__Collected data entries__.
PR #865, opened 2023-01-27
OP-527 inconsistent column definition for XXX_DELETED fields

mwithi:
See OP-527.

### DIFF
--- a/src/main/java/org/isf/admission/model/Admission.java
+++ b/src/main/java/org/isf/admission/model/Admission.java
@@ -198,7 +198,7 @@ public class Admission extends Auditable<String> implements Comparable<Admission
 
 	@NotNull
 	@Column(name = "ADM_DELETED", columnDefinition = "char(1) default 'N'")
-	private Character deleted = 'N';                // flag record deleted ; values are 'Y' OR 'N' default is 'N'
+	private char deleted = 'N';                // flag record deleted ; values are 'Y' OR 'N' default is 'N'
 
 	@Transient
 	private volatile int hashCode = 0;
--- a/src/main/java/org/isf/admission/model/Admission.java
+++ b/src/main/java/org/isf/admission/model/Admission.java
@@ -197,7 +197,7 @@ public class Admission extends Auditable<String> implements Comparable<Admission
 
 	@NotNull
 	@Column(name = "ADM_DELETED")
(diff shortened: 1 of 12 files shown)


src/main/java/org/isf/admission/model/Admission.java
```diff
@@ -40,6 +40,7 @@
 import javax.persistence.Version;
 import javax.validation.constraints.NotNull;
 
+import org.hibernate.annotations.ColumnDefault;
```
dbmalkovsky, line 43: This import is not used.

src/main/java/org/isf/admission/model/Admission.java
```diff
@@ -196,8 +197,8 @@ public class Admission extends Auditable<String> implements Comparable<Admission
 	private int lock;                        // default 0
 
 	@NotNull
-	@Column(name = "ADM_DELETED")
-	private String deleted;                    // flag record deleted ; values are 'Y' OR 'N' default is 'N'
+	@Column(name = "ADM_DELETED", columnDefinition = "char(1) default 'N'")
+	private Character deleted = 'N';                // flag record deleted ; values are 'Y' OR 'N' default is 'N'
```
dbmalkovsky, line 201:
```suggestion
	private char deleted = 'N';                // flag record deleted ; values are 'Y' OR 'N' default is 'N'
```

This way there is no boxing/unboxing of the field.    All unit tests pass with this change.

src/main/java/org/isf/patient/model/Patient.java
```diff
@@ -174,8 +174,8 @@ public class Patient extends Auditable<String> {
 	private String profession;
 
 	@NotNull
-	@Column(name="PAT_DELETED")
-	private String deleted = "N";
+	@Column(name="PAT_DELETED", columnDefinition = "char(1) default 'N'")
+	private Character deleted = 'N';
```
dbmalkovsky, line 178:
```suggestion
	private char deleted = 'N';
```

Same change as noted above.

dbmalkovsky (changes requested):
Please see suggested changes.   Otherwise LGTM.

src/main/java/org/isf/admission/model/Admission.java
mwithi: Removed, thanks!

* * *

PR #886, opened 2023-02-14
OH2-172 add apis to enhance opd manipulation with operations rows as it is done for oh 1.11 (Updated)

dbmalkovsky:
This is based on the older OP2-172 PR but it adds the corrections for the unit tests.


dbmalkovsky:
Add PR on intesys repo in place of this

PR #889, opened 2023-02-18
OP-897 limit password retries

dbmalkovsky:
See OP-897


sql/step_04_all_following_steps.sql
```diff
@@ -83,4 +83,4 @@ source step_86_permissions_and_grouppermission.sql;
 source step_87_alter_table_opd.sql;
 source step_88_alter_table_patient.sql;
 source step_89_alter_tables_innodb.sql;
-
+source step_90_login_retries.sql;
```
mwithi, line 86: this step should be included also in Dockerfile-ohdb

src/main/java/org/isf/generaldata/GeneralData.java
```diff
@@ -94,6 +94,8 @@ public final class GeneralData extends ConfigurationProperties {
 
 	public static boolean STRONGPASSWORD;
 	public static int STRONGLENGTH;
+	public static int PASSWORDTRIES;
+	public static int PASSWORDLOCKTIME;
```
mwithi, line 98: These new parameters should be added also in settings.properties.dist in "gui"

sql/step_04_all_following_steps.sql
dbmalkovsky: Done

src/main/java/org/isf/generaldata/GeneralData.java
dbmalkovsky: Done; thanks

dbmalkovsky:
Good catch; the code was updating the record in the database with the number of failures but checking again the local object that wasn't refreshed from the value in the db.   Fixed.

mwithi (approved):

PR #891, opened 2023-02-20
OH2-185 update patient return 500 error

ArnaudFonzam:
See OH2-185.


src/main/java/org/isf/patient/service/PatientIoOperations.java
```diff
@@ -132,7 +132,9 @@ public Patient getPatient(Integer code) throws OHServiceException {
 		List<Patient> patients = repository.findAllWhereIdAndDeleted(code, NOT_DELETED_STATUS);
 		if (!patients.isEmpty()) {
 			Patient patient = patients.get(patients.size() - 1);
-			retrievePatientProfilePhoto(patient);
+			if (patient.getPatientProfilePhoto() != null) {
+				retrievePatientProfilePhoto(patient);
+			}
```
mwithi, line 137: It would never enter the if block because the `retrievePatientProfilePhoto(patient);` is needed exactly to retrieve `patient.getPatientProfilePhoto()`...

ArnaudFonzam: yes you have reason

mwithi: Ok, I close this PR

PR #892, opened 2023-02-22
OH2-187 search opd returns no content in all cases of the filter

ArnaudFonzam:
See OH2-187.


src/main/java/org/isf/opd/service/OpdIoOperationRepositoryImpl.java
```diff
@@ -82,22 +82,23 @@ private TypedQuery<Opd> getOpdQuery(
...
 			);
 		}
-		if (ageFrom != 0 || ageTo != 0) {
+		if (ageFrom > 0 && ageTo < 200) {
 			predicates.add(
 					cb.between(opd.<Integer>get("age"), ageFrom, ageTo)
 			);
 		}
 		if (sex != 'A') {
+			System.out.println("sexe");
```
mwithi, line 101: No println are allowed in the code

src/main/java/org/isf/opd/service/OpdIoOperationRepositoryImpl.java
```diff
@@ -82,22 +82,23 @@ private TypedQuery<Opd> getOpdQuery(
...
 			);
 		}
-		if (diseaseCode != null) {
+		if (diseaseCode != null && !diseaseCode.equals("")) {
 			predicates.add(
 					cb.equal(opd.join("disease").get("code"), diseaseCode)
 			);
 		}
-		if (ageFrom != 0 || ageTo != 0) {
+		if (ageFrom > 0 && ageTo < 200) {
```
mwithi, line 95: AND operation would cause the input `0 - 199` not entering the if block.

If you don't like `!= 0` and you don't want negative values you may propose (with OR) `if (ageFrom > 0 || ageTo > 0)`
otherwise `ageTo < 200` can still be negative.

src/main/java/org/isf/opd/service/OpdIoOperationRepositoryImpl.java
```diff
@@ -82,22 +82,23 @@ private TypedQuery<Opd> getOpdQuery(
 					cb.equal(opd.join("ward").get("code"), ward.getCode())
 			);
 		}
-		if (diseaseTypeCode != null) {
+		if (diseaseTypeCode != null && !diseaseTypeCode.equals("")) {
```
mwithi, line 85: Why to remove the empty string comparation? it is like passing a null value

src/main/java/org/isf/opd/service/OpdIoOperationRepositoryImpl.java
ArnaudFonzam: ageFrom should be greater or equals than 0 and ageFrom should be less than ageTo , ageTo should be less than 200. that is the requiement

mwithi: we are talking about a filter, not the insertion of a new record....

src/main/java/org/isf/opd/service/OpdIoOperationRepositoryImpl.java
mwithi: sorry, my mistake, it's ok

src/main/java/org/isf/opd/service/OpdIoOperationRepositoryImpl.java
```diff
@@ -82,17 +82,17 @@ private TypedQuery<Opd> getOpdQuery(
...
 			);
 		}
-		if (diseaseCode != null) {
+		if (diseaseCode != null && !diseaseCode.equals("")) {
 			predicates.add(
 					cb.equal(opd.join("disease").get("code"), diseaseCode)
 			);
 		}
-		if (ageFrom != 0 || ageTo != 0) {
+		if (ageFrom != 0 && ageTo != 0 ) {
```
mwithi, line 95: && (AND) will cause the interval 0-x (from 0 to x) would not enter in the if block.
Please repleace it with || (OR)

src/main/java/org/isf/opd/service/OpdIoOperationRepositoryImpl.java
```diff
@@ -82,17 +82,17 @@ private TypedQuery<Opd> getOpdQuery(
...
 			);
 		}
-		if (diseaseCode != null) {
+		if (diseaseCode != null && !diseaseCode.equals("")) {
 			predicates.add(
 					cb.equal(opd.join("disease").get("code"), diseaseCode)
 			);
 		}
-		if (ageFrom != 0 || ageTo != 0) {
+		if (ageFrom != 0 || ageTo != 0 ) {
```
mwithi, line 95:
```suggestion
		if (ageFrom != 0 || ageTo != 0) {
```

__Activity__. The output should be exactly the lines above from the line containing "PR #865, opened 2023-01-27" to the line containing "This way there", inclusive, with no other lines.

__Solution to this task__.
PR #865, opened 2023-01-27
OP-527 inconsistent column definition for XXX_DELETED fields

mwithi:
See OP-527.

### DIFF
--- a/src/main/java/org/isf/admission/model/Admission.java
+++ b/src/main/java/org/isf/admission/model/Admission.java
@@ -198,7 +198,7 @@ public class Admission extends Auditable<String> implements Comparable<Admission
 
 	@NotNull
 	@Column(name = "ADM_DELETED", columnDefinition = "char(1) default 'N'")
-	private Character deleted = 'N';                // flag record deleted ; values are 'Y' OR 'N' default is 'N'
+	private char deleted = 'N';                // flag record deleted ; values are 'Y' OR 'N' default is 'N'
 
 	@Transient
 	private volatile int hashCode = 0;
--- a/src/main/java/org/isf/admission/model/Admission.java
+++ b/src/main/java/org/isf/admission/model/Admission.java
@@ -197,7 +197,7 @@ public class Admission extends Auditable<String> implements Comparable<Admission
 
 	@NotNull
 	@Column(name = "ADM_DELETED")
(diff shortened: 1 of 12 files shown)


src/main/java/org/isf/admission/model/Admission.java
```diff
@@ -40,6 +40,7 @@
 import javax.persistence.Version;
 import javax.validation.constraints.NotNull;
 
+import org.hibernate.annotations.ColumnDefault;
```
dbmalkovsky, line 43: This import is not used.

src/main/java/org/isf/admission/model/Admission.java
```diff
@@ -196,8 +197,8 @@ public class Admission extends Auditable<String> implements Comparable<Admission
 	private int lock;                        // default 0
 
 	@NotNull
-	@Column(name = "ADM_DELETED")
-	private String deleted;                    // flag record deleted ; values are 'Y' OR 'N' default is 'N'
+	@Column(name = "ADM_DELETED", columnDefinition = "char(1) default 'N'")
+	private Character deleted = 'N';                // flag record deleted ; values are 'Y' OR 'N' default is 'N'
```
dbmalkovsky, line 201:
```suggestion
	private char deleted = 'N';                // flag record deleted ; values are 'Y' OR 'N' default is 'N'
```

This way there is no boxing/unboxing of the field.    All unit tests pass with this change.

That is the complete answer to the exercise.